From Ruth’s days as a baton twirler at Brooklyn’s James Madison High School, to Cornell University, Harvard and Columbia Law Schools (first in her class), to being a law professor at Rutgers University (one of the few women in the field and fighting pay discrimination), hiding her second pregnancy so as not to risk losing her job; founding the Women's Rights Law Reporter, writing the brief for the first case that persuaded the Supreme Court to strike down a sex-discriminatory state law, then at Columbia (the law school’s first tenured female professor); becoming the director of the women’s rights project of the ACLU, persuading the Supreme Court in a series of decisions to ban laws that denied women full citizenship status with men.

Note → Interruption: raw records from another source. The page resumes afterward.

PR #712, opened 2017-04-24
Update translation .pot

AllenBW:
https://www.pivotaltracker.com/story/show/144103713

Part one of two, second part will be to upload compiled translations.... stay tuned!

PR #713, opened 2017-04-25
Extracted translations post removal of requests tab

AllenBW:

Her years on the U.S. Court of Appeals for the District of Columbia Circuit, deciding cases the way she played golf, as she, left-handed, played with right-handed clubs—aiming left, swinging right, hitting down the middle. Her years on the Supreme Court . . .
A pioneering life and legal career whose profound mark on American jurisprudence, on American society, on our American character and spirit, will reverberate deep into the twenty-first century and beyond.